:: TASK TO CARRY OUT ::
Among the entries below, find each line with "just" and show it.

:: MATERIAL PROVIDED ::
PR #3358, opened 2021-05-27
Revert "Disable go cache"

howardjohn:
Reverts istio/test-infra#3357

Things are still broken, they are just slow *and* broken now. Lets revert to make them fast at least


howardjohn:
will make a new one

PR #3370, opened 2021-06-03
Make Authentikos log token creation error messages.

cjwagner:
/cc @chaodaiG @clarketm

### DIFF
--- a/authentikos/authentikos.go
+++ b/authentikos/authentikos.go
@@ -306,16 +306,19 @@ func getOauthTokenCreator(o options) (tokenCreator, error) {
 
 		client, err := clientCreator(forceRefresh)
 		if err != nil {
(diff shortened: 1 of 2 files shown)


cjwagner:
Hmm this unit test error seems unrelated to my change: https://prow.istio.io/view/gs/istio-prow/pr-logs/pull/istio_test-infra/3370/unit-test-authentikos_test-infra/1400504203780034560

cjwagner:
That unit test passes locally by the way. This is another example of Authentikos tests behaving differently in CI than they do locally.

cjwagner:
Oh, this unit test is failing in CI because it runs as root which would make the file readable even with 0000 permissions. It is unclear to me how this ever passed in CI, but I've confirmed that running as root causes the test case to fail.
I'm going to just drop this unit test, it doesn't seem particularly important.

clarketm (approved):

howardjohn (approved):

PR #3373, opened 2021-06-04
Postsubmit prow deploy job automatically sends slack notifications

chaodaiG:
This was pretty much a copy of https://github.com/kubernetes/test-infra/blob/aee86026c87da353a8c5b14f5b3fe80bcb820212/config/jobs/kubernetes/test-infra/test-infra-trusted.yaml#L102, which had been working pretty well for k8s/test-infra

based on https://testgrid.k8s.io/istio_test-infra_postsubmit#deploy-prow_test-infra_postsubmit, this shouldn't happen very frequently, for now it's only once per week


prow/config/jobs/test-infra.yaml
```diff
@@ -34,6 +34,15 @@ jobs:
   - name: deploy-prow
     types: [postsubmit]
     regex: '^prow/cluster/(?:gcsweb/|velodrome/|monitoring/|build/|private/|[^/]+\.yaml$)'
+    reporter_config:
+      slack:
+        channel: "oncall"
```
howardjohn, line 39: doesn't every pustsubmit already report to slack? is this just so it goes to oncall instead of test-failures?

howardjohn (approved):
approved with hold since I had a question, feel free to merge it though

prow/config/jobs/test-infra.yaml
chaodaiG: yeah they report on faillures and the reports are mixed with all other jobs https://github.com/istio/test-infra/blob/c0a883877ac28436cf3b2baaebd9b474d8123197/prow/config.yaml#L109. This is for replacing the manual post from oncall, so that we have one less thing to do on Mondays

--

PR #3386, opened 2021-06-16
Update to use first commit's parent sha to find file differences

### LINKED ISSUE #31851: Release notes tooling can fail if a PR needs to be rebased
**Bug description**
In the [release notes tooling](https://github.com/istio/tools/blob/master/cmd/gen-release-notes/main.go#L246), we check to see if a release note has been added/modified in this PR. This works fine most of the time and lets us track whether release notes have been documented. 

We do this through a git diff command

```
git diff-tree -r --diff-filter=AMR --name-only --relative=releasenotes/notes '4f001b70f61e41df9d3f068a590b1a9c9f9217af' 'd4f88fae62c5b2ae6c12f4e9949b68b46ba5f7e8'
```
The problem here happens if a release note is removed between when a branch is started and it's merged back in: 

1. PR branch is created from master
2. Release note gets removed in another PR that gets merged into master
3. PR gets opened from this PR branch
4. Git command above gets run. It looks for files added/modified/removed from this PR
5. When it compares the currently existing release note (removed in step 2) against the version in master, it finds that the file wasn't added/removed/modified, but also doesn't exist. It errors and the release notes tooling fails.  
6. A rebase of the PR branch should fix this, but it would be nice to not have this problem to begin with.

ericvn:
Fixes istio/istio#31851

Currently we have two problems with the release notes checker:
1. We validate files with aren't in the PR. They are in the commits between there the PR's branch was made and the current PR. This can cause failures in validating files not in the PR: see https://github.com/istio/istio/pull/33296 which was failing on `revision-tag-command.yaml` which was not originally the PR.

:: OUTPUT OF THE TASK ::
Things are still broken, they are just slow *and* broken now. Lets revert to make them fast at least
I'm going to just drop this unit test, it doesn't seem particularly important.
howardjohn, line 39: doesn't every pustsubmit already report to slack? is this just so it goes to oncall instead of test-failures?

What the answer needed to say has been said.